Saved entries
- Opening Delimiter -

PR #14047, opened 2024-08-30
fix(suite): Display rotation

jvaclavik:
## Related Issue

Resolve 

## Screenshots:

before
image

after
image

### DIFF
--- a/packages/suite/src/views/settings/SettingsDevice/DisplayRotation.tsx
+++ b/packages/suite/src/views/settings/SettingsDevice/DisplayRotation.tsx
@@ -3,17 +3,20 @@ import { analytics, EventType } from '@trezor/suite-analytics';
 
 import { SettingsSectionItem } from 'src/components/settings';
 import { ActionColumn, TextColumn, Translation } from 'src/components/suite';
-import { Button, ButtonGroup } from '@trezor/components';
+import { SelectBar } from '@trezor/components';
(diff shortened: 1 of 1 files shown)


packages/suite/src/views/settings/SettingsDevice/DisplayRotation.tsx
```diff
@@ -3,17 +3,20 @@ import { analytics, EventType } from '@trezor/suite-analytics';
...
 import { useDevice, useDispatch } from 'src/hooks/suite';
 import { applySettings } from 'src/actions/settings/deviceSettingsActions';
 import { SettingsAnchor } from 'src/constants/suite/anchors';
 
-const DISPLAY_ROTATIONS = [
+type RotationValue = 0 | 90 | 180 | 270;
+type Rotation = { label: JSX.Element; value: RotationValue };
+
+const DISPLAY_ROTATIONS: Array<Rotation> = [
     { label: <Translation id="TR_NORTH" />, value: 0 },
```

- Closing Delimiter -

Task instructions:
Repeat every record above. Each one must match exactly.

Solution:
PR #14047, opened 2024-08-30
fix(suite): Display rotation

jvaclavik:
## Related Issue

Resolve 

## Screenshots:

before
image

after
image

### DIFF
--- a/packages/suite/src/views/settings/SettingsDevice/DisplayRotation.tsx
+++ b/packages/suite/src/views/settings/SettingsDevice/DisplayRotation.tsx
@@ -3,17 +3,20 @@ import { analytics, EventType } from '@trezor/suite-analytics';
 
 import { SettingsSectionItem } from 'src/components/settings';
 import { ActionColumn, TextColumn, Translation } from 'src/components/suite';
-import { Button, ButtonGroup } from '@trezor/components';
+import { SelectBar } from '@trezor/components';
(diff shortened: 1 of 1 files shown)


packages/suite/src/views/settings/SettingsDevice/DisplayRotation.tsx
```diff
@@ -3,17 +3,20 @@ import { analytics, EventType } from '@trezor/suite-analytics';
...
 import { useDevice, useDispatch } from 'src/hooks/suite';
 import { applySettings } from 'src/actions/settings/deviceSettingsActions';
 import { SettingsAnchor } from 'src/constants/suite/anchors';
 
-const DISPLAY_ROTATIONS = [
+type RotationValue = 0 | 90 | 180 | 270;
+type Rotation = { label: JSX.Element; value: RotationValue };
+
+const DISPLAY_ROTATIONS: Array<Rotation> = [
     { label: <Translation id="TR_NORTH" />, value: 0 },
```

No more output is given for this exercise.